(Dataset entries)
+---+

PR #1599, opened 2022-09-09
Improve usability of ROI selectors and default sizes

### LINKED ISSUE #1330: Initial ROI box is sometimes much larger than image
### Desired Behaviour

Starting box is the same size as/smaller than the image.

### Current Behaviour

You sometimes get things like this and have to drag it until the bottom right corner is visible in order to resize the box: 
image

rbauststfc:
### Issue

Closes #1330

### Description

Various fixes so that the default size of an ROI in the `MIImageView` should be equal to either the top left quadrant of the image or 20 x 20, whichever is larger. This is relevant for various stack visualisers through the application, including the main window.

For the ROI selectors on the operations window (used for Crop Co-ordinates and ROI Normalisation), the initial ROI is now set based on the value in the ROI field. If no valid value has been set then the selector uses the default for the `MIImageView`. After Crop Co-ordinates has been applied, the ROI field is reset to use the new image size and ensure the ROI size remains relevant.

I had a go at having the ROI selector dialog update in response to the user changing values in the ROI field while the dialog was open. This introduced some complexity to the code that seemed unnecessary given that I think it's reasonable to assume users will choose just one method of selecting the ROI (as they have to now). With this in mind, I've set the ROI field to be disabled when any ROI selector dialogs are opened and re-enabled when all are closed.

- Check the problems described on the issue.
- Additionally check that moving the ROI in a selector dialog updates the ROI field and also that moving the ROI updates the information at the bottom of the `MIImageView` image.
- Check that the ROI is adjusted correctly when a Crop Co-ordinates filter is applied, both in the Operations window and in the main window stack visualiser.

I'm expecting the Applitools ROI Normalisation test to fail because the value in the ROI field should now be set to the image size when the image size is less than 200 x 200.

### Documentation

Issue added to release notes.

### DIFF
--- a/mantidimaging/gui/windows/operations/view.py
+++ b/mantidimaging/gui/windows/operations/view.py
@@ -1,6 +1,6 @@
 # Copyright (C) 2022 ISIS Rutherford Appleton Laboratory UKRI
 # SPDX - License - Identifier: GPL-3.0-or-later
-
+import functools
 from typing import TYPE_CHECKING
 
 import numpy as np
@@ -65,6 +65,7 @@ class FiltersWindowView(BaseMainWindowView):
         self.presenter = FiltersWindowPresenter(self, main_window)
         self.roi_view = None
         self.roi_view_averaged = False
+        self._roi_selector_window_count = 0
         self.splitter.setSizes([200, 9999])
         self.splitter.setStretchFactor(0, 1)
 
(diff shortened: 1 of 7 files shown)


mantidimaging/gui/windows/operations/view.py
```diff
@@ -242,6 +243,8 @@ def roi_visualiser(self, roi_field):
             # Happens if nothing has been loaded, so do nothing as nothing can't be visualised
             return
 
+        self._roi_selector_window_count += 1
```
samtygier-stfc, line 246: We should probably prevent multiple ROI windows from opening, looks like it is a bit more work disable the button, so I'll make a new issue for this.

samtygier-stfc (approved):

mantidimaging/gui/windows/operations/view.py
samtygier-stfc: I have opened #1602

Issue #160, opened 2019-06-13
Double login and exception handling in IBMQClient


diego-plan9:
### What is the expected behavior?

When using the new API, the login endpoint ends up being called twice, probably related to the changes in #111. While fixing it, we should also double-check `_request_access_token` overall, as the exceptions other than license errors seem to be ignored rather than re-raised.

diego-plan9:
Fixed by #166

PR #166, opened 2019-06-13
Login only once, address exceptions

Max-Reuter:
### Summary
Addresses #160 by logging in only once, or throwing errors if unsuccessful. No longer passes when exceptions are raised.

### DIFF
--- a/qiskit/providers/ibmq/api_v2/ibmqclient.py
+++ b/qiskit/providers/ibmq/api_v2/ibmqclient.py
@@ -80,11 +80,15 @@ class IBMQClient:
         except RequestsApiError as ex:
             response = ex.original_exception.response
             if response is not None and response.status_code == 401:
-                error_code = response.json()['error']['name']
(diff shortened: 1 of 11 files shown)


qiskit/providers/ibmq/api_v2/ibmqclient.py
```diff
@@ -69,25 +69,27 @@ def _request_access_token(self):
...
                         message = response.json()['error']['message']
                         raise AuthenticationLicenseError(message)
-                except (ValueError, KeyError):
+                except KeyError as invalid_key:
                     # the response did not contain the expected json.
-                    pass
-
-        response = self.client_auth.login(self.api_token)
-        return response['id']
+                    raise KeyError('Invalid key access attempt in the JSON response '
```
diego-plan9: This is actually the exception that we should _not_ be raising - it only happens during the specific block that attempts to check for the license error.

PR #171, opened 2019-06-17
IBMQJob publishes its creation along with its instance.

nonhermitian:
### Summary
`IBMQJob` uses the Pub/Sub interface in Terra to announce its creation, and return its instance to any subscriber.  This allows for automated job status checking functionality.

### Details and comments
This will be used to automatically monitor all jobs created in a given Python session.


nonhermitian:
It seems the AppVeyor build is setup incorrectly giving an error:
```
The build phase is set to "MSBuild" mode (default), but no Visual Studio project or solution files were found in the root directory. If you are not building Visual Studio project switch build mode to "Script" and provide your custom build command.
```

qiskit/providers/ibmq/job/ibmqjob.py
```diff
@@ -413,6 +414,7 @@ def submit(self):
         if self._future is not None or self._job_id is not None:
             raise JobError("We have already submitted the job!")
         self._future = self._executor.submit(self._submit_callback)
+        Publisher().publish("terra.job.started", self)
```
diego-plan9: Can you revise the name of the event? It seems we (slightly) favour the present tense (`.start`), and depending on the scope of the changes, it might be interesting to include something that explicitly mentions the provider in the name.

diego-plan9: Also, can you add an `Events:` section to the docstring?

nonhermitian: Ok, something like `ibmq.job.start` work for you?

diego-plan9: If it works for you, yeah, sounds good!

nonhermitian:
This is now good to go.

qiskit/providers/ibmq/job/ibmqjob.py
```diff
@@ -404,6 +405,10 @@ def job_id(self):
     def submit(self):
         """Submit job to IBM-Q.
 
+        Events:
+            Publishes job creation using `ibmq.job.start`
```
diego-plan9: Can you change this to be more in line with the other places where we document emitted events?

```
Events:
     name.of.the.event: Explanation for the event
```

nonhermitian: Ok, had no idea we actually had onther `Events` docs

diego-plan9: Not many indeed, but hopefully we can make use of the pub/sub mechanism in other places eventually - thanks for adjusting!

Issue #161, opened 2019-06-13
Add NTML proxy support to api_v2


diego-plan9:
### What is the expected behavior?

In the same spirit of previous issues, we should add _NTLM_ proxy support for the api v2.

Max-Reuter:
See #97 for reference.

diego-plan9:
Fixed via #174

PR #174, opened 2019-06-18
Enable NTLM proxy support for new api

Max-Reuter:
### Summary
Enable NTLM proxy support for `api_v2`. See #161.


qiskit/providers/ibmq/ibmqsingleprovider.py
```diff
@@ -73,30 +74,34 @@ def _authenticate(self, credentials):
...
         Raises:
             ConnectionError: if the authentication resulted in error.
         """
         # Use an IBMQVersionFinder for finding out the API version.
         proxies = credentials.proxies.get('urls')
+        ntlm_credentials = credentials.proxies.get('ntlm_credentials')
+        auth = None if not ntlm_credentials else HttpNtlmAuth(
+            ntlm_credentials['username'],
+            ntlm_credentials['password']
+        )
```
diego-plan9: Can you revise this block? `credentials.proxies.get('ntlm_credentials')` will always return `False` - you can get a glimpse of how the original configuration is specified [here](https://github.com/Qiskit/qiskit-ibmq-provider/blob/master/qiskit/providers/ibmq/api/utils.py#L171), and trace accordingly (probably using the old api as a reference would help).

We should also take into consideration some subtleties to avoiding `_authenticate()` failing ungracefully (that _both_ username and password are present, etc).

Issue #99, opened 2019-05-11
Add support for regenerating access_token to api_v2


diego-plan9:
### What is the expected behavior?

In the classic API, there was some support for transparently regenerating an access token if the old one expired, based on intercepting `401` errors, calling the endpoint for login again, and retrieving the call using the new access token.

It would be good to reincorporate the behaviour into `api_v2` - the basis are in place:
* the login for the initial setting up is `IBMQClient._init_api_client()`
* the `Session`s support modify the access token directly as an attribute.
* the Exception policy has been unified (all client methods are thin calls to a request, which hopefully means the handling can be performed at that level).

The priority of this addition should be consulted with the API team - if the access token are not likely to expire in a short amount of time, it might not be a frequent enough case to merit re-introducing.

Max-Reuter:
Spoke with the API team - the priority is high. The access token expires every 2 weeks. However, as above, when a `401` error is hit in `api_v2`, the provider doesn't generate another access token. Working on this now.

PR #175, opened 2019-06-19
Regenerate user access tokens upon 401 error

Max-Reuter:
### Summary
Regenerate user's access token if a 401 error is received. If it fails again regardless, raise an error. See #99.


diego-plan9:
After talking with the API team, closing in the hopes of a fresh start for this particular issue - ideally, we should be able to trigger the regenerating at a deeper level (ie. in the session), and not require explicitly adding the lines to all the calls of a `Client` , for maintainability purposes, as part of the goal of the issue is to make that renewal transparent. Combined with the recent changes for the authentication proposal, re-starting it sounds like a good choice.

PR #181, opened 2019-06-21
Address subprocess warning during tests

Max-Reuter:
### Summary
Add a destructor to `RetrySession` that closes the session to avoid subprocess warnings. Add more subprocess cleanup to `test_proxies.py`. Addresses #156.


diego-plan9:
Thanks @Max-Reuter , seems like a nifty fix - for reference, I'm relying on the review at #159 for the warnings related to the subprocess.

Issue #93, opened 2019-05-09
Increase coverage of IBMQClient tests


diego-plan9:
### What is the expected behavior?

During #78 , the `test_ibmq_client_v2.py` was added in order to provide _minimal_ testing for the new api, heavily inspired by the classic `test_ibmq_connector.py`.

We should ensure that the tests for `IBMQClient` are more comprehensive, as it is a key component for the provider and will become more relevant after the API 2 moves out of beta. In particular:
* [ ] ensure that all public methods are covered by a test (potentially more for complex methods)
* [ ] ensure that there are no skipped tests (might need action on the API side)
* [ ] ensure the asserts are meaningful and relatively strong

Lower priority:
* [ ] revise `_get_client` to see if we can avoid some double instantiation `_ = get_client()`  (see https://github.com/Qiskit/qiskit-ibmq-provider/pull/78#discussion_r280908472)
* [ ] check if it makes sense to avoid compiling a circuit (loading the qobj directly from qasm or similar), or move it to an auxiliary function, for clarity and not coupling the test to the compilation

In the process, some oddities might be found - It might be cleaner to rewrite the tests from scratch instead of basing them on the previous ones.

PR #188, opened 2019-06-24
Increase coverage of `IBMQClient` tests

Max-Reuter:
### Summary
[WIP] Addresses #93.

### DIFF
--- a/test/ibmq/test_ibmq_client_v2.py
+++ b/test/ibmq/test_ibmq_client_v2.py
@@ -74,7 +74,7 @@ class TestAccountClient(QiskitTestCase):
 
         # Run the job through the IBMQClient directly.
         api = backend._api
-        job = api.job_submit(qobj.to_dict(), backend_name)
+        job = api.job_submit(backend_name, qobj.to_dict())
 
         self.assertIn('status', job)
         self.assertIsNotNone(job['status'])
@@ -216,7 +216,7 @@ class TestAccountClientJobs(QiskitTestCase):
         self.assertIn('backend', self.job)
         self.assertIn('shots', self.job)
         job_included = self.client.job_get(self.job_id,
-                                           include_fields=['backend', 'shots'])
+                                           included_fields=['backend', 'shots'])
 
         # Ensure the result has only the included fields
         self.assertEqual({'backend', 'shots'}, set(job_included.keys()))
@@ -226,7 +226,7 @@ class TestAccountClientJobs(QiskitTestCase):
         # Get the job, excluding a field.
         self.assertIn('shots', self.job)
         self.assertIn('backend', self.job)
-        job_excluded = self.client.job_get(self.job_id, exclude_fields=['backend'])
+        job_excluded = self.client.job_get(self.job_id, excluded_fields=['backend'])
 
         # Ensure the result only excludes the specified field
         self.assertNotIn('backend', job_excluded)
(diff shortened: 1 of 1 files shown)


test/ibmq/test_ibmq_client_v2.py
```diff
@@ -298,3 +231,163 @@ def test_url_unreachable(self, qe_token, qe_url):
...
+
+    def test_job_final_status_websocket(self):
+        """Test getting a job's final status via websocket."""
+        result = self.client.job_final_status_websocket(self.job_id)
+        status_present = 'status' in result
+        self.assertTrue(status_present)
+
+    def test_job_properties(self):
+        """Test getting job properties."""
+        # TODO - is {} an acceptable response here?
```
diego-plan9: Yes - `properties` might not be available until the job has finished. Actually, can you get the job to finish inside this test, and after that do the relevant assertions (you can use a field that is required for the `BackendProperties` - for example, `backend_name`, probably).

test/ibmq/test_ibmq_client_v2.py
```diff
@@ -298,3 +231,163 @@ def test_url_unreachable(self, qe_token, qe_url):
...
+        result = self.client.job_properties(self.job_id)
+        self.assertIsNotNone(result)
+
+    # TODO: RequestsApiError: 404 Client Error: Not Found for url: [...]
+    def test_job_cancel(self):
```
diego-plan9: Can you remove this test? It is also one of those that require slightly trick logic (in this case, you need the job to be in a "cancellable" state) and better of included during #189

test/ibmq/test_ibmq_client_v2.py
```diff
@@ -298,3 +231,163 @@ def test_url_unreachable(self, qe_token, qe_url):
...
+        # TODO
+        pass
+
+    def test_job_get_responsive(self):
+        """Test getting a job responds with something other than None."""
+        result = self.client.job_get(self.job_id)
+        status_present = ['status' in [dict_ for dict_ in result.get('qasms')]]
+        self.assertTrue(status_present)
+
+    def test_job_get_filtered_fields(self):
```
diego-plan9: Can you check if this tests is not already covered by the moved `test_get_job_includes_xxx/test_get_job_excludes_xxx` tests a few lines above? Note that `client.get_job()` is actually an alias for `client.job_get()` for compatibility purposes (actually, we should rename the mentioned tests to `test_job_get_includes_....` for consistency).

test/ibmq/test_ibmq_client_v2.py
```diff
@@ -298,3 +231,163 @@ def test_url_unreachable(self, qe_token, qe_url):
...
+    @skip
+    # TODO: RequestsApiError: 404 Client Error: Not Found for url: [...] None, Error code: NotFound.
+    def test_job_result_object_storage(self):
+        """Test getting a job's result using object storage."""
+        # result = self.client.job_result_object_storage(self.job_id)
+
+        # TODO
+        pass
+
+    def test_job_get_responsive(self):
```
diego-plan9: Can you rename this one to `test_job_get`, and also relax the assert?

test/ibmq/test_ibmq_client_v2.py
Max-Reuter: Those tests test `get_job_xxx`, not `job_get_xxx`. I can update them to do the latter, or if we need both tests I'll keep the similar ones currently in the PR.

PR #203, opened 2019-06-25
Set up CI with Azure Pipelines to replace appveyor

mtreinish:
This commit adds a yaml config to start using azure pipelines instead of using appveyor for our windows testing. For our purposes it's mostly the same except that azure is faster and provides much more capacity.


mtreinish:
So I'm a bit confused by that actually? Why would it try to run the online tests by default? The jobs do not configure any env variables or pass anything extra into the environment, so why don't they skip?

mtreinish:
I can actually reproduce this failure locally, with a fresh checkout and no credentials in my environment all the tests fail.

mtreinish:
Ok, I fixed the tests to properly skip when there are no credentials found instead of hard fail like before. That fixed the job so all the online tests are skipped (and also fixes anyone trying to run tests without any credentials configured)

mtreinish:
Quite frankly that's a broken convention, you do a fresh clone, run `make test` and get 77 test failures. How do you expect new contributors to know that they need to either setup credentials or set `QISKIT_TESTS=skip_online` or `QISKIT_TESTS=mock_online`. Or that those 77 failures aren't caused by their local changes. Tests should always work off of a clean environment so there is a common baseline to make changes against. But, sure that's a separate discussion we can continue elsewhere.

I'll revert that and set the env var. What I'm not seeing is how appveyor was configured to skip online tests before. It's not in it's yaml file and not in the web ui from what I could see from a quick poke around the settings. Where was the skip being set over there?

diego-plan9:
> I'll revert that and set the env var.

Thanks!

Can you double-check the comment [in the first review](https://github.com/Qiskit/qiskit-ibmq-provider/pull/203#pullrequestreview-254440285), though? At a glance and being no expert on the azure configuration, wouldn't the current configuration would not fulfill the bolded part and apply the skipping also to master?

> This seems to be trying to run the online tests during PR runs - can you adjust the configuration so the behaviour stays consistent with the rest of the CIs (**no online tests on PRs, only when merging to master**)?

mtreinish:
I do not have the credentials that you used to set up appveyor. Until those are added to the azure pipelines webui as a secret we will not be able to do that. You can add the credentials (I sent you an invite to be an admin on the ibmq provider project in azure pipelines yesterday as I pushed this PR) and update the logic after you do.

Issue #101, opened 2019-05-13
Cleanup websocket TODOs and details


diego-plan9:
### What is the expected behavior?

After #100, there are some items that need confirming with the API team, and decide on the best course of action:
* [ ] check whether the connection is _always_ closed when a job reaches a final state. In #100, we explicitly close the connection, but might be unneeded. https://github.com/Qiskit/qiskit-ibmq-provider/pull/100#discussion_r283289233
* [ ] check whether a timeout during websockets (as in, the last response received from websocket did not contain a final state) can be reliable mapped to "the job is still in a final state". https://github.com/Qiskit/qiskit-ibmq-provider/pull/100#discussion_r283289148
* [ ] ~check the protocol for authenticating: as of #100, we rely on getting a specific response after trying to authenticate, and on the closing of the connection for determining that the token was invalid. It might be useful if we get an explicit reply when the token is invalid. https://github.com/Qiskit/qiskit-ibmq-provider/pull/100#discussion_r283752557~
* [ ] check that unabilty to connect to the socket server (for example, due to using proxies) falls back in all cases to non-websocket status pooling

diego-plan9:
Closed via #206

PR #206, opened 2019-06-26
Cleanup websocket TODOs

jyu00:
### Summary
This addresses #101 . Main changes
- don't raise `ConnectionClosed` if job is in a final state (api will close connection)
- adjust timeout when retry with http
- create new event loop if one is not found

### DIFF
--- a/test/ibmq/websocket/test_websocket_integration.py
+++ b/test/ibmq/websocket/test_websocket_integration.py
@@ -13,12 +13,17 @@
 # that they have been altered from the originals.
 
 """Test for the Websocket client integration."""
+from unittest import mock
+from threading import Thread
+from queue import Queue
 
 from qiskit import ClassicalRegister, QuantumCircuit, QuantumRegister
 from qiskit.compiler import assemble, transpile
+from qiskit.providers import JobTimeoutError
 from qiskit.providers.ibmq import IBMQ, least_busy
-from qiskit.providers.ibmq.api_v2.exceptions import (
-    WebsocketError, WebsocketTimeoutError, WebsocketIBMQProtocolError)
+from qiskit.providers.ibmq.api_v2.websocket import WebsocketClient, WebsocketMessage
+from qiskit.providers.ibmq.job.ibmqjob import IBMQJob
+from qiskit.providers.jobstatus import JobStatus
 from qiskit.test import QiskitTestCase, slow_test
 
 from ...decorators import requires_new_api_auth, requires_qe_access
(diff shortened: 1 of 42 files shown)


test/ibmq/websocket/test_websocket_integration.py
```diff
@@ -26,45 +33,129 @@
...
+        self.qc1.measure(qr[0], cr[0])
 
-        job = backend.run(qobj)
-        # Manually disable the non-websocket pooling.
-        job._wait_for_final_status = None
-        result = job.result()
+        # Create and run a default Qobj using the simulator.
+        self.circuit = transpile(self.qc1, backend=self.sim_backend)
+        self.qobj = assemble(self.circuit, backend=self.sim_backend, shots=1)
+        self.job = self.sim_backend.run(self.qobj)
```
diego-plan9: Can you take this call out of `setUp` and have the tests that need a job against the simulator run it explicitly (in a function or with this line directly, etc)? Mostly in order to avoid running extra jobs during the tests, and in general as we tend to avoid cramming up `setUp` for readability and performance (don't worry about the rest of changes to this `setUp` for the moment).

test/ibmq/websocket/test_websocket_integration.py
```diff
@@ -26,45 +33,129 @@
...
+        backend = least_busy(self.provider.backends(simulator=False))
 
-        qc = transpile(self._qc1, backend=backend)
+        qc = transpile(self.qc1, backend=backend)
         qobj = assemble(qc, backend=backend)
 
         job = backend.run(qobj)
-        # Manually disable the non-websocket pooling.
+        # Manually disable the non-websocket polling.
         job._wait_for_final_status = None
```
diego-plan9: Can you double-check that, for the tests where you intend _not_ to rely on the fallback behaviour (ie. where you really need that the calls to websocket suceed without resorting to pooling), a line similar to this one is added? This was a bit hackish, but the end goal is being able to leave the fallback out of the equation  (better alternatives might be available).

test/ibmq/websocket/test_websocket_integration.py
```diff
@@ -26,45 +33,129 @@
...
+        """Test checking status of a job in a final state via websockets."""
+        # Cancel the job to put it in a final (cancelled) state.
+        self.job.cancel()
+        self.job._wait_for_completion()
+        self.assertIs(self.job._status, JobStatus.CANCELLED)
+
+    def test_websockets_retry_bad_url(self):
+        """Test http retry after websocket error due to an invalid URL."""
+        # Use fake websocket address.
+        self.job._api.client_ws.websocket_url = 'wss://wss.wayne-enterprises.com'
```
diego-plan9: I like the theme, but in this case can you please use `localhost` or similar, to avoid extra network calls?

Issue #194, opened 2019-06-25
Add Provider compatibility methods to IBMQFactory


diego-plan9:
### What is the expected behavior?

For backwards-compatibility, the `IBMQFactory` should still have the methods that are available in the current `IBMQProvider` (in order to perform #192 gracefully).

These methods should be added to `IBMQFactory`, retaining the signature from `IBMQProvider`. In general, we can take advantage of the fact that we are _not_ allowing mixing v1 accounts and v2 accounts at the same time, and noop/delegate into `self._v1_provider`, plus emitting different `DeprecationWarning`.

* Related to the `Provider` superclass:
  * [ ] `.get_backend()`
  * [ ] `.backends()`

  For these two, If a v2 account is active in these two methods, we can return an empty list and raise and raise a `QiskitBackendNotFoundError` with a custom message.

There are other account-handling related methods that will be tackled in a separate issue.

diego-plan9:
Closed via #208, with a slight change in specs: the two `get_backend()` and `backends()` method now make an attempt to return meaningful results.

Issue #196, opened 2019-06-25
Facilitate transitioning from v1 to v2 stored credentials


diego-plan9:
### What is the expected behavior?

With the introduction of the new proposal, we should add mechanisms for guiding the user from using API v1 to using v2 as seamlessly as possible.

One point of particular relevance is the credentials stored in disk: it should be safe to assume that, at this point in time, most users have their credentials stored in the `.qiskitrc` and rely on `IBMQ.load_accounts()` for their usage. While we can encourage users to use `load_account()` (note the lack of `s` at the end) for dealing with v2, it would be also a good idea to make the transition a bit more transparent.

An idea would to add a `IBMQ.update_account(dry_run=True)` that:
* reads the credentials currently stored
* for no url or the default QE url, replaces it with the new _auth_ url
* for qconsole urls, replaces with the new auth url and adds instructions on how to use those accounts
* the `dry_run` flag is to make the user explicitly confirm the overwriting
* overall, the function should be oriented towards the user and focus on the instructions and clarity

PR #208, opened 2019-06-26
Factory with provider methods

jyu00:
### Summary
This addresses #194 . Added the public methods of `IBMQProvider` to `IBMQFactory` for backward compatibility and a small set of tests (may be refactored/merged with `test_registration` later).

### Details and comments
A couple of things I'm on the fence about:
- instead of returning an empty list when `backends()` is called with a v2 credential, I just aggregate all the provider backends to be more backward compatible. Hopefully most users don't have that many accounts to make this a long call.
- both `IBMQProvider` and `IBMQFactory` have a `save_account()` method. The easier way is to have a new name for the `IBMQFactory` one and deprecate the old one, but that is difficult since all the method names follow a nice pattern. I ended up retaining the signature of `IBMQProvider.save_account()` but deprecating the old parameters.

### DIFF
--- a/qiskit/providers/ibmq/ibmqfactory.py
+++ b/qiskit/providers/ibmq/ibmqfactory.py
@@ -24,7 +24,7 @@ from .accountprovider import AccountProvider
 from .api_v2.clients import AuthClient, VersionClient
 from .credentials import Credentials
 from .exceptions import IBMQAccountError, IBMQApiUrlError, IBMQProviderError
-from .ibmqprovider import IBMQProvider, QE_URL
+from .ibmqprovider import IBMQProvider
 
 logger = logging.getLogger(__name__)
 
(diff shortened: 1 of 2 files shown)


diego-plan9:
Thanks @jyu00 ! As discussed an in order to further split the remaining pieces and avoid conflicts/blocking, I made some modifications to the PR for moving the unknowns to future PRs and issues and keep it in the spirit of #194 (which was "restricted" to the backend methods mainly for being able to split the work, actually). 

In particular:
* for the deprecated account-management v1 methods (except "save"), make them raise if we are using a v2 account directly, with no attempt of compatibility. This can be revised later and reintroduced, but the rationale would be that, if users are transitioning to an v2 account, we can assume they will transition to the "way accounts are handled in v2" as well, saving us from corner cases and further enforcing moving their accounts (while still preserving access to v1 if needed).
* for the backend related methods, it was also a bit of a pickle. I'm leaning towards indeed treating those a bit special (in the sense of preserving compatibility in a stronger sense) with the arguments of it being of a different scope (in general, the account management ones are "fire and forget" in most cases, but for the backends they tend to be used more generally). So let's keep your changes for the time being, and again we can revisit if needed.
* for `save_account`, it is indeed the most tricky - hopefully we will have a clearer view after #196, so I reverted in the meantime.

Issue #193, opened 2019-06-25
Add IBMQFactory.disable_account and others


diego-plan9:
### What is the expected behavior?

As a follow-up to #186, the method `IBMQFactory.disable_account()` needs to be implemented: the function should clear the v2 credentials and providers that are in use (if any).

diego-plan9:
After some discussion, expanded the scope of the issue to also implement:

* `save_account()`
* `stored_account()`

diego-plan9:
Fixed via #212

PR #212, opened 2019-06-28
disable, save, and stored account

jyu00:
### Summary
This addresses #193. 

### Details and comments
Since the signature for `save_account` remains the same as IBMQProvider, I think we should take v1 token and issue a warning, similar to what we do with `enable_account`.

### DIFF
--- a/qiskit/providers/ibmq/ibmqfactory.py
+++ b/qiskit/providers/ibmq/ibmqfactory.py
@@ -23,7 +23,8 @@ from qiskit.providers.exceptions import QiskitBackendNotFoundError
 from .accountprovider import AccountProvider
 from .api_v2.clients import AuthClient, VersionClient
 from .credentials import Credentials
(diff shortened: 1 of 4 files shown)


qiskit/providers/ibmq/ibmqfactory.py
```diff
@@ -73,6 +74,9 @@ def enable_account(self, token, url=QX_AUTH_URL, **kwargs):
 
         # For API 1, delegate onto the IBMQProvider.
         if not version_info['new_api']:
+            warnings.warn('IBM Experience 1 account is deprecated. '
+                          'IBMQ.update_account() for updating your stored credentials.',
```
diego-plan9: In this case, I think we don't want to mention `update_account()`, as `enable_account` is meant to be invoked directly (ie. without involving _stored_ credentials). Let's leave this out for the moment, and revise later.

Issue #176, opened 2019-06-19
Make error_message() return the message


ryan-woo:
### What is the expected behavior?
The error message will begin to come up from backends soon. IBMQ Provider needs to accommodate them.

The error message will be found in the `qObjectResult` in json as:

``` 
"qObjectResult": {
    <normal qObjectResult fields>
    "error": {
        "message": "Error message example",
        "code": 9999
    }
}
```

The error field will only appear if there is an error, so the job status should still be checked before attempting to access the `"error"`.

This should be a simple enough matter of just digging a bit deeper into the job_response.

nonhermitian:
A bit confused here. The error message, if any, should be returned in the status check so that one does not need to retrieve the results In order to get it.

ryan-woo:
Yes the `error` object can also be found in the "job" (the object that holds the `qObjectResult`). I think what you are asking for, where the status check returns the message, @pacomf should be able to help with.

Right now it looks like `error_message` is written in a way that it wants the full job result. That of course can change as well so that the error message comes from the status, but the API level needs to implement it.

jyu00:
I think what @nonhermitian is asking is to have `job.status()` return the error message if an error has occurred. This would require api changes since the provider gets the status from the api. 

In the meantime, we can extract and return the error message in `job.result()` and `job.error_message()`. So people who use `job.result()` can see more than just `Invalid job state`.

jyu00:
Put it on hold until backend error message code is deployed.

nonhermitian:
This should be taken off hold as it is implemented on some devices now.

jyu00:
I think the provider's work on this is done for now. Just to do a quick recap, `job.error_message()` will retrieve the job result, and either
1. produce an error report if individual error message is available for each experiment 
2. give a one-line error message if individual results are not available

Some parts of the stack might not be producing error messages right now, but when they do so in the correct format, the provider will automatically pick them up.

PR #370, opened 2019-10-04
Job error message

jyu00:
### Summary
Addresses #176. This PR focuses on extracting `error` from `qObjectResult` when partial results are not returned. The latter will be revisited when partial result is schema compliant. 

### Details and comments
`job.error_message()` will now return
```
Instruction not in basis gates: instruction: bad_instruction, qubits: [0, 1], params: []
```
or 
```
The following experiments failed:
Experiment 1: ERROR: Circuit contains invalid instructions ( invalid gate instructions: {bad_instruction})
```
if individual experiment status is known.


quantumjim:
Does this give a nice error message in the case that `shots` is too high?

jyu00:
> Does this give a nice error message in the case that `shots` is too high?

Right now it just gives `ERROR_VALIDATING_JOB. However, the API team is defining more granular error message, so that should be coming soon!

+---+

* **Assigned task**
Where a line in the entries holds "replaces", copy that line.

* **Output below**
* for no url or the default QE url, replaces it with the new _auth_ url
* for qconsole urls, replaces with the new auth url and adds instructions on how to use those accounts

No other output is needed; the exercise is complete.